*Assigned task*
List each line of the data that holds the string "shown".

*Records for processing*
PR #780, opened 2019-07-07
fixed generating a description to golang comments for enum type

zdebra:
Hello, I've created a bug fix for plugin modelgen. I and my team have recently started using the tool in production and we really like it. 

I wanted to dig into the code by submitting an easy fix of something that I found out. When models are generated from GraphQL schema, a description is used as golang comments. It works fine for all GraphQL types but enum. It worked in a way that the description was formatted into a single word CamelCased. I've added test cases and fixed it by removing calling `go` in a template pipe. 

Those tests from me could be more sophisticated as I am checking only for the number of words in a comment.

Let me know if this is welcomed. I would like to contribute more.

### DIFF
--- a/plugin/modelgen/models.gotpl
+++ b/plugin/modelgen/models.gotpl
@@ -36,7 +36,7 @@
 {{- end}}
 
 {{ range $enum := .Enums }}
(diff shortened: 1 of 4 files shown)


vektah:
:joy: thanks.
* * *
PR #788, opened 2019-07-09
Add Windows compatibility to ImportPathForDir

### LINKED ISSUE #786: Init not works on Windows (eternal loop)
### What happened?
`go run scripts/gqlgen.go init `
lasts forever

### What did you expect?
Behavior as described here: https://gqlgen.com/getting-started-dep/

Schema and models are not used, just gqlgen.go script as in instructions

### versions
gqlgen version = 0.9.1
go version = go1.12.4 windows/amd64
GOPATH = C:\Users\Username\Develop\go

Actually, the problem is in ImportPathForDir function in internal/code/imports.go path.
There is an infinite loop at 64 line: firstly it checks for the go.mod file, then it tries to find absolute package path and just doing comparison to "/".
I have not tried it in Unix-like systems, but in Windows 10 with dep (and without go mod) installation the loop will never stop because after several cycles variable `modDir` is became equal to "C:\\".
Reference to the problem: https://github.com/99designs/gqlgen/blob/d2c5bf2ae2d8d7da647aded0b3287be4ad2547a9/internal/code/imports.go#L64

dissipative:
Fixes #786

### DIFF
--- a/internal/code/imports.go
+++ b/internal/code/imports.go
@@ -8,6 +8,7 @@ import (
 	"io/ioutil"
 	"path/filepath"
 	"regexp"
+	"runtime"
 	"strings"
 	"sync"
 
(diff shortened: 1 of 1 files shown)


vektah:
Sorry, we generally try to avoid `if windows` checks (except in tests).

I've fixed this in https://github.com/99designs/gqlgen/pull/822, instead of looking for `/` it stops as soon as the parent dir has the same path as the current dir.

*Written reply*
(diff shortened: 1 of 4 files shown)
(diff shortened: 1 of 1 files shown)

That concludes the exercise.